Issue #946, opened 2022-08-08
[MLS Spec change] Improve parent hash guarantees (#713)


raphaelrobert:
**Link to the exact changes**
https://github.com/mlswg/mls-protocol/pull/713

**Description of the changes**
> # A nice security property for parent-hash
 > 
 > The goal of #527 was to have a property similar to:
 > 
 > > If there is a parent-hash chain from the leaf L to a node N, then the signature of L binds the tree Canonicalize(N)
 > 
 > (where Canonicalize(N) is N with its unmerged leaves removed, i.e. the subtree of N the last time a Commit went through it)
 > 
 > However, this is currently not true, there are a few places where we can do (hopefully benign) modifications on N.
 > 
 > Example 1:
 > ```
 >               W
 >         ______|_____
 >        /             \
 >       _               Y
 >     __|__           __|__
 >    /     \         /     \
 >   T       _       X       Z
 >  / \     / \     / \     / \
 > A   B   _   _   E   F   G   H
 > ```
 > 
 > with the parent-hash chain A-T-W (happening with filtered update path).
 > 
 > We can modify the blank subtree:
 > 
 > ```
 >               W
 >         ______|_____
 >        /             \
 >       _               Y
 >     __|__           __|__
 >    /     \         /     \
 >   T       V       X       Z
 >  / \     / \     / \     / \
 > A   B   C   D   E   F   G   H
 > ```
 > 
 > and the parent-hash chain A-T-W is still valid
 > 
 > Example 2:
 > 
 > ```
 >               W
 >         ______|_____
 >        /             \
 >       U               Y
 >     __|__           __|__
 >    /     \         /     \
 >   T       V       X       Z
 >  / \     / \     / \     / \
 > A   B   _   D   E   F   G   H
 > ```
 > 
 > with the parent-hash chain A-T-U-W.
 > 
 > We can add unmerged leaves:
 > 
 > ```
 >               W
 >         ______|_____
 >        /             \
 >       U[C]            Y
 >     __|__           __|__
 >    /     \         /     \
 >   T       V[C]    X       Z
 >  / \     / \     / \     / \
 > A   B   C   D   E   F   G   H
 > ```
 > 
 > and the parent-hash chain A-T-U-W is still valid.
 > 
 > # How to get this property
 > 
 > These examples are not possible if we require the parent-hash check to verify other invariants that exists in MLS:
[...]

PR #1120, opened 2022-11-25
Require that unmerged_leaves be ordered

### LINKED ISSUE #947: [MLS Spec change] Require that unmerged_leaves be ordered (#714)
**Link to the exact changes**
https://github.com/mlswg/mls-protocol/pull/714

> While reviewing #713, I realized that we have a potential interop problem around `ParentNode.unmerged_leaves`.  This struct feeds into the tree hash, so everyone in the group needs to have the entries in the same order or else they'll disagree on the tree hash.  But the order isn't specified anywhere: All the document says right now is "add L's leaf index to the unmerged_leaves list", which could be implemented as an insert anywhere in the list.  This PR resolves the ambiguity by requiring the list be sorted.

raphaelrobert:
Fixes #947.

These changes ensure that the list of unmerged leaves of a `ParentNode` is always sorted by acting on the two places where the list is changed:

 - when deserializing a `ParentNode`
 - when adding a new entry to the unmerged leaves list of a `ParentNode`


duesee:
Have you thought about introducing an `UnmergedLeafs` type that guarantees that the list is sorted? Not sure how long unmerged leafs will stay in the standard but it seems easier to get right so we don't forget to do this check?

raphaelrobert:
> Have you thought about introducing an `UnmergedLeafs` type that guarantees that the list is sorted? That would align with the "make good use of the type system" principle and seems easier to get right so we don't forget to do this check?

That was in fact my first thought, to leverage the type safety to get better guarantees. I suspected it would be much more involved than what I ended up doing. I think however that it could be a good improvement going forward, once we are done with the spec compliance. Do you want to create an issue with what you have in mind, and we take it from there?

duesee:
> I think however that it could be a good improvement going forward, once we are done with the spec compliance. Do you want to create an issue with what you have in mind, and we take it from there?

Yeah. I think this is good enough given that there are roughly only these places where we need to be a bit careful. I can take care to create an issue once this is merged :+1:

raphaelrobert:
> > I think however that it could be a good improvement going forward, once we are done with the spec compliance. Do you want to create an issue with what you have in mind, and we take it from there?
> 
> Yeah. I think this is good enough given that there are roughly only these places where we need to be a bit careful. I can take care to create an issue once this is merged 👍

On second thoughts and after digging a bit, there's a chance that #946 and others might mandate changes to unmerged leaves, so I went ahead and extracted a separate type for unmerged leaves as discussed.

duesee:
Awesome 🤩

openmls/src/treesync/node/codec.rs
```diff
@@ -112,7 +116,34 @@ impl tls_codec::Deserialize for ParentNode {
...
         let public_key = HpkePublicKey::tls_deserialize(bytes)?;
         let parent_hash = VLBytes::tls_deserialize(bytes)?;
-        let unmerged_leaves = Vec::tls_deserialize(bytes)?;
+        let unmerged_leaves = UnmergedLeaves::tls_deserialize(bytes)?;
+
         Ok(Self::new(public_key, parent_hash, unmerged_leaves))
     }
 }
+
+impl tls_codec::Size for UnmergedLeaves {
```
duesee, line 125: This could be derived?

openmls/src/treesync/node/codec.rs
```diff
@@ -112,7 +116,34 @@ impl tls_codec::Deserialize for ParentNode {
...
+    fn tls_serialized_len(&self) -> usize {
+        self.list().tls_serialized_len()
+    }
+}
+
+impl tls_codec::Serialize for UnmergedLeaves {
```
duesee, line 131: This could be derived, too?

openmls/src/treesync/node/codec.rs
```diff
@@ -112,7 +116,22 @@ impl tls_codec::Deserialize for ParentNode {
...
     }
 }
+
+impl tls_codec::Deserialize for UnmergedLeaves {
+    fn tls_deserialize<R: std::io::Read>(bytes: &mut R) -> Result<Self, tls_codec::Error>
+    where
+        Self: Sized,
+    {
+        let list = Vec::tls_deserialize(bytes)?;
+        Self::try_from(list).map_err(|e| match e {
```
franziskuskiefer, line 131: I'd generally like to get rid and void any additional deserialization failures that are not due to the serialization.
It's of course some tradeoff because it requires an additional call on the outside and some wrapper struct(s).
I'd be fine with this if you don't want to change it. But we should probably do some nice helpers for something like this (e.g. verify functions that can be called during deserialization) and make use of them here.

franziskuskiefer (approved):
Thanks, lgtm.
I have one comment. But I think it's something we should solve in general and not in this PR.

openmls/src/treesync/node/codec.rs
raphaelrobert: Right, we have this in a few places now. Happy to discuss this if you think combining this is problematic. Personally, I'm not too worried about this, as long as the extra validation is happening separately and not in the codec part of the code. 
I created #1132 to that effect.

franziskuskiefer (approved):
·····
#### BRIEF:
Please restate the preceding entries word for word.

#### TASK SOLUTION:
Issue #946, opened 2022-08-08
[MLS Spec change] Improve parent hash guarantees (#713)


raphaelrobert:
**Link to the exact changes**
https://github.com/mlswg/mls-protocol/pull/713

**Description of the changes**
> # A nice security property for parent-hash
 > 
 > The goal of #527 was to have a property similar to:
 > 
 > > If there is a parent-hash chain from the leaf L to a node N, then the signature of L binds the tree Canonicalize(N)
 > 
 > (where Canonicalize(N) is N with its unmerged leaves removed, i.e. the subtree of N the last time a Commit went through it)
 > 
 > However, this is currently not true, there are a few places where we can do (hopefully benign) modifications on N.
 > 
 > Example 1:
 > ```
 >               W
 >         ______|_____
 >        /             \
 >       _               Y
 >     __|__           __|__
 >    /     \         /     \
 >   T       _       X       Z
 >  / \     / \     / \     / \
 > A   B   _   _   E   F   G   H
 > ```
 > 
 > with the parent-hash chain A-T-W (happening with filtered update path).
 > 
 > We can modify the blank subtree:
 > 
 > ```
 >               W
 >         ______|_____
 >        /             \
 >       _               Y
 >     __|__           __|__
 >    /     \         /     \
 >   T       V       X       Z
 >  / \     / \     / \     / \
 > A   B   C   D   E   F   G   H
 > ```
 > 
 > and the parent-hash chain A-T-W is still valid
 > 
 > Example 2:
 > 
 > ```
 >               W
 >         ______|_____
 >        /             \
 >       U               Y
 >     __|__           __|__
 >    /     \         /     \
 >   T       V       X       Z
 >  / \     / \     / \     / \
 > A   B   _   D   E   F   G   H
 > ```
 > 
 > with the parent-hash chain A-T-U-W.
 > 
 > We can add unmerged leaves:
 > 
 > ```
 >               W
 >         ______|_____
 >        /             \
 >       U[C]            Y
 >     __|__           __|__
 >    /     \         /     \
 >   T       V[C]    X       Z
 >  / \     / \     / \     / \
 > A   B   C   D   E   F   G   H
 > ```
 > 
 > and the parent-hash chain A-T-U-W is still valid.
 > 
 > # How to get this property
 > 
 > These examples are not possible if we require the parent-hash check to verify other invariants that exists in MLS:
[...]

PR #1120, opened 2022-11-25
Require that unmerged_leaves be ordered

### LINKED ISSUE #947: [MLS Spec change] Require that unmerged_leaves be ordered (#714)
**Link to the exact changes**
https://github.com/mlswg/mls-protocol/pull/714

> While reviewing #713, I realized that we have a potential interop problem around `ParentNode.unmerged_leaves`.  This struct feeds into the tree hash, so everyone in the group needs to have the entries in the same order or else they'll disagree on the tree hash.  But the order isn't specified anywhere: All the document says right now is "add L's leaf index to the unmerged_leaves list", which could be implemented as an insert anywhere in the list.  This PR resolves the ambiguity by requiring the list be sorted.

raphaelrobert:
Fixes #947.

These changes ensure that the list of unmerged leaves of a `ParentNode` is always sorted by acting on the two places where the list is changed:

 - when deserializing a `ParentNode`
 - when adding a new entry to the unmerged leaves list of a `ParentNode`


duesee:
Have you thought about introducing an `UnmergedLeafs` type that guarantees that the list is sorted? Not sure how long unmerged leafs will stay in the standard but it seems easier to get right so we don't forget to do this check?

raphaelrobert:
> Have you thought about introducing an `UnmergedLeafs` type that guarantees that the list is sorted? That would align with the "make good use of the type system" principle and seems easier to get right so we don't forget to do this check?

That was in fact my first thought, to leverage the type safety to get better guarantees. I suspected it would be much more involved than what I ended up doing. I think however that it could be a good improvement going forward, once we are done with the spec compliance. Do you want to create an issue with what you have in mind, and we take it from there?

duesee:
> I think however that it could be a good improvement going forward, once we are done with the spec compliance. Do you want to create an issue with what you have in mind, and we take it from there?

Yeah. I think this is good enough given that there are roughly only these places where we need to be a bit careful. I can take care to create an issue once this is merged :+1:

raphaelrobert:
> > I think however that it could be a good improvement going forward, once we are done with the spec compliance. Do you want to create an issue with what you have in mind, and we take it from there?
> 
> Yeah. I think this is good enough given that there are roughly only these places where we need to be a bit careful. I can take care to create an issue once this is merged 👍

On second thoughts and after digging a bit, there's a chance that #946 and others might mandate changes to unmerged leaves, so I went ahead and extracted a separate type for unmerged leaves as discussed.

duesee:
Awesome 🤩

openmls/src/treesync/node/codec.rs
```diff
@@ -112,7 +116,34 @@ impl tls_codec::Deserialize for ParentNode {
...
         let public_key = HpkePublicKey::tls_deserialize(bytes)?;
         let parent_hash = VLBytes::tls_deserialize(bytes)?;
-        let unmerged_leaves = Vec::tls_deserialize(bytes)?;
+        let unmerged_leaves = UnmergedLeaves::tls_deserialize(bytes)?;
+
         Ok(Self::new(public_key, parent_hash, unmerged_leaves))
     }
 }
+
+impl tls_codec::Size for UnmergedLeaves {
```
duesee, line 125: This could be derived?

openmls/src/treesync/node/codec.rs
```diff
@@ -112,7 +116,34 @@ impl tls_codec::Deserialize for ParentNode {
...
+    fn tls_serialized_len(&self) -> usize {
+        self.list().tls_serialized_len()
+    }
+}
+
+impl tls_codec::Serialize for UnmergedLeaves {
```
duesee, line 131: This could be derived, too?

openmls/src/treesync/node/codec.rs
```diff
@@ -112,7 +116,22 @@ impl tls_codec::Deserialize for ParentNode {
...
     }
 }
+
+impl tls_codec::Deserialize for UnmergedLeaves {
+    fn tls_deserialize<R: std::io::Read>(bytes: &mut R) -> Result<Self, tls_codec::Error>
+    where
+        Self: Sized,
+    {
+        let list = Vec::tls_deserialize(bytes)?;
+        Self::try_from(list).map_err(|e| match e {
```
franziskuskiefer, line 131: I'd generally like to get rid and void any additional deserialization failures that are not due to the serialization.
It's of course some tradeoff because it requires an additional call on the outside and some wrapper struct(s).
I'd be fine with this if you don't want to change it. But we should probably do some nice helpers for something like this (e.g. verify functions that can be called during deserialization) and make use of them here.

franziskuskiefer (approved):
Thanks, lgtm.
I have one comment. But I think it's something we should solve in general and not in this PR.

openmls/src/treesync/node/codec.rs
raphaelrobert: Right, we have this in a few places now. Happy to discuss this if you think combining this is problematic. Personally, I'm not too worried about this, as long as the extra validation is happening separately and not in the codec part of the code. 
I created #1132 to that effect.

franziskuskiefer (approved):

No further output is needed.